By THE REV. DR. BENJAMIN PRATT
Helen, my mother-in-law, died at age 94. One of my delightful memories of her was her chortles when she recounted the evening gathering of folks for dinner at her retirement home. Someone might share an interesting memory or event of the day. But most often each person would share an update on chronic ailments involving any number of body parts.
“We’re starting the Organ Recital,” Helen would laugh.
You might be chuckling, too, assuming that these recitals are limited to the aging, but I observe them among all groups. Something in us wants to tell our stories. It is absolutely fascinating to me how the discussion starter dramatically changes the tone of an experience.
I’ve sat through my share of Organ Recitals, haven’t you? Sometimes it’s a healthy sharing of concerns in the forefront of our daily living. Of course, it works best if everyone gets to participate—and the listening is genuinely supportive rather than prone to advice.
But consider this, if you’d rather change the program in your group.
Tired of all that focus on organs? I’ve found that a single question tossed up in the group, like the opening coin toss at the start of a game, can have considerable effect. It can be as simple as asking about how the plants are doing in someone’s apartment, or a remark about flowers viewed through the window, what birds have been observed around the grounds—or who visited recently. This is the stuff that connects and binds us and dispels fear and isolation.
A close friend recently told me, “I got a circle of folks in my parents’ assisted-living home to start talking about Finnish saunas the other day. We had an old Finn in the circle and, before we knew it, we were rip roaring along about saunas, beloved trips, the woods, wood gathering, starting fires—on and on. We danced verbally around a crackling fire and formed community by sharing stories.”

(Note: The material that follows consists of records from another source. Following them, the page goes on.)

PR #1, opened 2023-10-30
Stricter utf8 library validation

zeux:
[Rendered link](https://github.com/luau-lang/rfcs/blob/zeux-utf8-strict/docs/behavior-stricter-utf8-library.md)

### DIFF
--- a/docs/behavior-stricter-utf8-library.md
+++ b/docs/behavior-stricter-utf8-library.md
@@ -1,0 +1,46 @@
+# Stricter utf8 library validation
+
+## Summary
+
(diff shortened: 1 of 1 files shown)


Dekkonot:
> Because this technically changes behavior, due to Hyrum's law we might break some code that really wants to encode surrogates in UTF-8 despite the fact that only a couple functions support this.

I imagine nobody is encoding them deliberately since it's bad behavior. If they are, I'd love to hear from them and talk about what lead to this choice.

vegorov-rbx (approved):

Just yesterday a Home Depot employee came to our house to inspect some work. We ended up telling each other stories. He told me he was the only person of color in the school when, as a teenager, his family moved to Pittsburgh. One student constantly picked on him, and he finally confronted the bully, telling him to meet on the football field at lunchtime to settle this matter.
The bully was a member of the football team, and the captain of the team attempted to keep the “rumble” from happening. Students “from the other side of the tracks” gathered behind the one person of color while the football team supported the bully. A truce was reached without a fight when the bully, forced by my new acquaintance and his football buddies, got on his knees and apologized.
I was suddenly shaking hands and congratulating a man for his courage, a man I had only met 20 minutes earlier. We knew each other through that story. A bridge was built while standing on it.
Something deep in us wants to sit around the literal or verbal campfire or dinner table and tell stories or listen to others. We become members of the long train of story-telling families. We know ourselves and each other by our stories.
As I was finishing this column, I discovered a kindred soul in singer-songwriter Carrie Newcomer in a new ReadTheSpirit magazine interview. Talking about the power of personal stories, Carrie says:
“I love how we’re different, as people. In our whole country there’s no place like Ann Arbor, Michigan, there’s no place like Minneapolis, no place like Asheville, North Carolina—and there’s no place just like Bloomington, Indiana. Places are so rich and diverse.
“Yet, at the same time, everywhere I go—every single place I go—if I sing a song about love, about family, about kindness—simple human kindness—or if I sing a song about hope—and not Hallmark card hope but the kind of hope where you wake up in the morning and you get up and really do try to make the world a better place—then my song is immediately recognizable in any community where I’m singing all around this world.”
While Organ Recitals have their place, perhaps there are ideas in this column that will help you change the program in your circle.
We all can start singing a wider range of tunes.